*** Opening DATASET RECORDS ***

PR #108, opened 2026-07-28
fix: build a changelog for versions published from a GraphQL introspection

### LINKED ISSUE #742: [FE] Can't publish GQL spec from test-service with previous version set, but without previous versions in works
Precodnitions:

1. Deploy APIHUB
2. Deploy APIHUB Agent
3. Deploy https://github.com/Netcracker/qubership-apihub-test-service/tree/main/helm-template
4. Create a workspace A, create a package in it, set service name on package to `qubership-apihub-test-service`

Steps to reproduce:

1. Go to agent tab, choose workspace A, agent and namespace with qubership-apihub-test-service
2. Run discovery, make snapshot with version 1111.1 and no previous version.
3. Go till the end of the wizard and promote the version as Release
4. Refresh the page, restart discovery
5. Create snapshot with version 1111.2, choose 1111.1 as previous version 
6. Hit Create Snaphot

AR: weird shapshot error
ER: no errors

Image

makeev-pavel:
## Why

Publish a GraphQL introspection response as a release, then publish a second release with the first one as
its previous version, and the build crashes:

```text
TypeError: Cannot destructure property '__schema' of 'undefined' as it is undefined.
    at buildFromIntrospection (@netcracker/qubership-apihub-graphapi)
    at buildGraphQLDocument (src/apitypes/graphql/graphql.document.ts:34)
    at compareDocuments (src/apitypes/graphql/graphql.changes.ts)
```

The first publication succeeds. The failure happens on the second one, while comparing the two versions —
which is the agent-wizard snapshot flow reported in the issue.

A `graphapi`-sourced document hit the same mismatch without crashing: it fell into the `else` branch, where a
`GraphQLSchema` was handed to code expecting a `GraphApiSchema`, and the comparison ran over the wrong
structure. Only SDL sources were accidentally correct.

## Root cause

A GraphQL document is **always stored as printed SDL** — `dumpGraphQLDocument` runs `printGraphApi` and
writes `<slug>.graphql` — whatever the source was. But `documents.json` kept the metadata of the **source**:
for an introspection response that is `type: introspection`, `format: json`.

`compareDocuments` rebuilt the document through `buildGraphQLDocument`, spreading the stored document to fill
in the remaining fields. The spread carried the stale `type`, so the introspection branch looked for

*** Closing DATASET RECORDS ***

Say how many lines in the entries above contain the string "stored". Give the number by itself.

2